▸ AIM OF THE EXERCISE
Lines with the word "units" are the answer; copy each of them from the data below.

▸ DATA
*** Begin section ***
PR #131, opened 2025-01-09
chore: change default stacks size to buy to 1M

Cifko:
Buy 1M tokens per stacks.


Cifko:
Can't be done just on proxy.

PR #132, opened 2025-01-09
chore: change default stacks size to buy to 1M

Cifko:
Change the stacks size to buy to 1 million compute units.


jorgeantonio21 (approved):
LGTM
*** End section ***
*** Begin section ***
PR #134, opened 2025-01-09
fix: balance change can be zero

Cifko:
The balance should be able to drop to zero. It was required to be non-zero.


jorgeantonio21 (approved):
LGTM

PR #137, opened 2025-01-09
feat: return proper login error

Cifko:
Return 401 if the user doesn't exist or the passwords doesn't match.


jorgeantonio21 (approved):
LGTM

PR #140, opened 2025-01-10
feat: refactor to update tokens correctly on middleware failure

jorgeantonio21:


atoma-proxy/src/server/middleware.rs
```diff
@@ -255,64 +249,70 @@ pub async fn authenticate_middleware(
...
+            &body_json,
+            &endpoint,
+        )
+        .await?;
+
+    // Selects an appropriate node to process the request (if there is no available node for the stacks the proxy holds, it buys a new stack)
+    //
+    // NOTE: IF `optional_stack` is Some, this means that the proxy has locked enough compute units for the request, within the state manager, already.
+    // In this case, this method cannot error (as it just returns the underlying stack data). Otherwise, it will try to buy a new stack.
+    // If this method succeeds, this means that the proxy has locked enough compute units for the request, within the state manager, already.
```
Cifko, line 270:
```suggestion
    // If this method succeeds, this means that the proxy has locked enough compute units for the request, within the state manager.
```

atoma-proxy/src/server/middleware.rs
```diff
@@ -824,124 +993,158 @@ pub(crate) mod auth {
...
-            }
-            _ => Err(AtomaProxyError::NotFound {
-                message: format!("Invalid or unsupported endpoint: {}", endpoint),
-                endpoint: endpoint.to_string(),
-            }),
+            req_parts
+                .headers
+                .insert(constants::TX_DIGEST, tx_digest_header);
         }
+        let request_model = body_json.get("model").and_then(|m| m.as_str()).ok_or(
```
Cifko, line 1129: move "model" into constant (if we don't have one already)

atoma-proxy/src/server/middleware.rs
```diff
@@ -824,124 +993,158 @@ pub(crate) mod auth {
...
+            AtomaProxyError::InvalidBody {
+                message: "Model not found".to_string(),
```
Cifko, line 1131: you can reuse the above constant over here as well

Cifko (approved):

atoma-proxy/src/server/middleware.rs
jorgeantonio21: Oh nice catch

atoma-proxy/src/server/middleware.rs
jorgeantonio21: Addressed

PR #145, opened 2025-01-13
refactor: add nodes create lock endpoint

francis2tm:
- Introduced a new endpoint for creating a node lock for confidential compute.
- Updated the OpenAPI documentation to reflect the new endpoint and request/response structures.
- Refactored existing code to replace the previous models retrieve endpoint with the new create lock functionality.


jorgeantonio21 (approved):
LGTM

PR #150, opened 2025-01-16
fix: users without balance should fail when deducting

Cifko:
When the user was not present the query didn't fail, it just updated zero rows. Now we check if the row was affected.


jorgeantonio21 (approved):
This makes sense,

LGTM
*** End section ***
*** Begin section ***
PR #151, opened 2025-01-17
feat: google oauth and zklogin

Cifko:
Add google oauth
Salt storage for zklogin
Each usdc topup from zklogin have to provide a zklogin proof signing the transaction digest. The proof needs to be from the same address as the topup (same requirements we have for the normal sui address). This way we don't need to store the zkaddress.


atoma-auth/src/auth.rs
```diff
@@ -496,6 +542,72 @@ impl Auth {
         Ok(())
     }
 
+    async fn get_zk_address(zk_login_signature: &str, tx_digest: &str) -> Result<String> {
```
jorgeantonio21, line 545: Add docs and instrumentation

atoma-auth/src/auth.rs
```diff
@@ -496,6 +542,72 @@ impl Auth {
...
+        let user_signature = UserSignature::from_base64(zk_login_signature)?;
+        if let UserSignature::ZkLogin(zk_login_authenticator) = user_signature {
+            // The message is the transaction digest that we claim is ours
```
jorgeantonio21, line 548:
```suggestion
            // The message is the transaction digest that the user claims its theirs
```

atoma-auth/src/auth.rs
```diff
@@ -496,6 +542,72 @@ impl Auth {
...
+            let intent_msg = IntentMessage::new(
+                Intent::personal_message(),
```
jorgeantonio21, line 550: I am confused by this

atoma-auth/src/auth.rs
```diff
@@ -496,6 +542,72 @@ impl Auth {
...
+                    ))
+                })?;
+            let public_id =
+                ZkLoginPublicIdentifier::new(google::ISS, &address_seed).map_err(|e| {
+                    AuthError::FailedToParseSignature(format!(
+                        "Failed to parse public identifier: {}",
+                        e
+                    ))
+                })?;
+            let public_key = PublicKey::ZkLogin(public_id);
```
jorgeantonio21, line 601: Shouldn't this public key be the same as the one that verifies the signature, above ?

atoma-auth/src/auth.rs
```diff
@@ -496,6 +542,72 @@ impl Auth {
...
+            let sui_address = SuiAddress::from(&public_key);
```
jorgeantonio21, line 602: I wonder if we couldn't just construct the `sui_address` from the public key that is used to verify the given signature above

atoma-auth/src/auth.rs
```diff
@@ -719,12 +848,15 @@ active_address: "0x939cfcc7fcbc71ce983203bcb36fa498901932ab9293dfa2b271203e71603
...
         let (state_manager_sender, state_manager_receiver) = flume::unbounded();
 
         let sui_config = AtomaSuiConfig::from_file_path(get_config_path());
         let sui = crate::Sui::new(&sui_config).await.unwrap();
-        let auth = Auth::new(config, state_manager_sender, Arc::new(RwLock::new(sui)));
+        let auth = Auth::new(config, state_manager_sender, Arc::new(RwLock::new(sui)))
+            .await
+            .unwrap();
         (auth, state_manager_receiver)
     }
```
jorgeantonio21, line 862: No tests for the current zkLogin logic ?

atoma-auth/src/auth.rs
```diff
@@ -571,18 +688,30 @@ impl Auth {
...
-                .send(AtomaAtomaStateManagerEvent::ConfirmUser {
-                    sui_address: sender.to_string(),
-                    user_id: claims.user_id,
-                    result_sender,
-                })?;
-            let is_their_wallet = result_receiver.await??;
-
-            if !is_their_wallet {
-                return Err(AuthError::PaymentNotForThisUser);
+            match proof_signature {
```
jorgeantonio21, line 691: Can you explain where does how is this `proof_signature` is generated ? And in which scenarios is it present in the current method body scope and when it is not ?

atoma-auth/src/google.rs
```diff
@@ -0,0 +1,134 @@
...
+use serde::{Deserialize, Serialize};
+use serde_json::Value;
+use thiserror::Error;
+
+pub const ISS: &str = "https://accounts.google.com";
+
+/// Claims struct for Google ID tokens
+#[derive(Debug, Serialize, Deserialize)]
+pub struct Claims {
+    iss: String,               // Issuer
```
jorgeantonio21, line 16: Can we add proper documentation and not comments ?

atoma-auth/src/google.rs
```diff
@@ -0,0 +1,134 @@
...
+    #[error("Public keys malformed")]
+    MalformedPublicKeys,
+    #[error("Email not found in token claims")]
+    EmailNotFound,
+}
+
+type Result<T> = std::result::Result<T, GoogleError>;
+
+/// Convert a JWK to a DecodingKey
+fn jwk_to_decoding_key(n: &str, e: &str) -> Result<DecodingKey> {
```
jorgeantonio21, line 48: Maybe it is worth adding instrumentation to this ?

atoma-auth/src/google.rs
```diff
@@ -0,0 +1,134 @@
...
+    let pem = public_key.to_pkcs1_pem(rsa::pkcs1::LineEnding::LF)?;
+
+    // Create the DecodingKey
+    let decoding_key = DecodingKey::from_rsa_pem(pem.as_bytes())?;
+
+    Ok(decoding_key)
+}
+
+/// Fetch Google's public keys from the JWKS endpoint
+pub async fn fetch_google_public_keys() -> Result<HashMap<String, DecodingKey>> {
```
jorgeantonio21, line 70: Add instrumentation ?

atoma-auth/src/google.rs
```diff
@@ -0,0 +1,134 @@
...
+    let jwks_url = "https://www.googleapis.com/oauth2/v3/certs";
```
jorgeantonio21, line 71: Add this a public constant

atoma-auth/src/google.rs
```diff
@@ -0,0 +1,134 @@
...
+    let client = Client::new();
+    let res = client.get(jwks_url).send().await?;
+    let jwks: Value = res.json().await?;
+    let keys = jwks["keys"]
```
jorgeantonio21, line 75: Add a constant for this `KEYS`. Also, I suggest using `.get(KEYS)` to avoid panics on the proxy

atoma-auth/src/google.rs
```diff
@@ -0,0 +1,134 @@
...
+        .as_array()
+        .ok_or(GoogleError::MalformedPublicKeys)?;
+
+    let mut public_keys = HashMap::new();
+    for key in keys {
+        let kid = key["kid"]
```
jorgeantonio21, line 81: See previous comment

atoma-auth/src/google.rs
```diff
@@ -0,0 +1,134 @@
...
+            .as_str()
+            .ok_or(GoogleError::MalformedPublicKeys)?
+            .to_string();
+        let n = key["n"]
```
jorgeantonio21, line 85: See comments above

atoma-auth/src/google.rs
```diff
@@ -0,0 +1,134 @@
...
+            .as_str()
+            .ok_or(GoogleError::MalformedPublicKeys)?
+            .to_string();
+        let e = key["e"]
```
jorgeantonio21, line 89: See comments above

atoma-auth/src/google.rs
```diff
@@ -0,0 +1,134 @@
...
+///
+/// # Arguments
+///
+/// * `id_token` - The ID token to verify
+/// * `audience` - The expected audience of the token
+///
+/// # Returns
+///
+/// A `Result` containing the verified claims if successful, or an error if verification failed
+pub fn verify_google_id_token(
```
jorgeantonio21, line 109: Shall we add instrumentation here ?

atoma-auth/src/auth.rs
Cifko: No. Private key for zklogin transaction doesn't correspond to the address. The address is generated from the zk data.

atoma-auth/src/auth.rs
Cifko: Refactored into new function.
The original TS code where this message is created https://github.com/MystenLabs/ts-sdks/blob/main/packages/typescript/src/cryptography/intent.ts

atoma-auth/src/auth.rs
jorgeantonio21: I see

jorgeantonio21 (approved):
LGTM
*** End section ***
▸ ANSWER TO THIS EXERCISE
Change the stacks size to buy to 1 million compute units.
+    // NOTE: IF `optional_stack` is Some, this means that the proxy has locked enough compute units for the request, within the state manager, already.
+    // If this method succeeds, this means that the proxy has locked enough compute units for the request, within the state manager, already.
    // If this method succeeds, this means that the proxy has locked enough compute units for the request, within the state manager.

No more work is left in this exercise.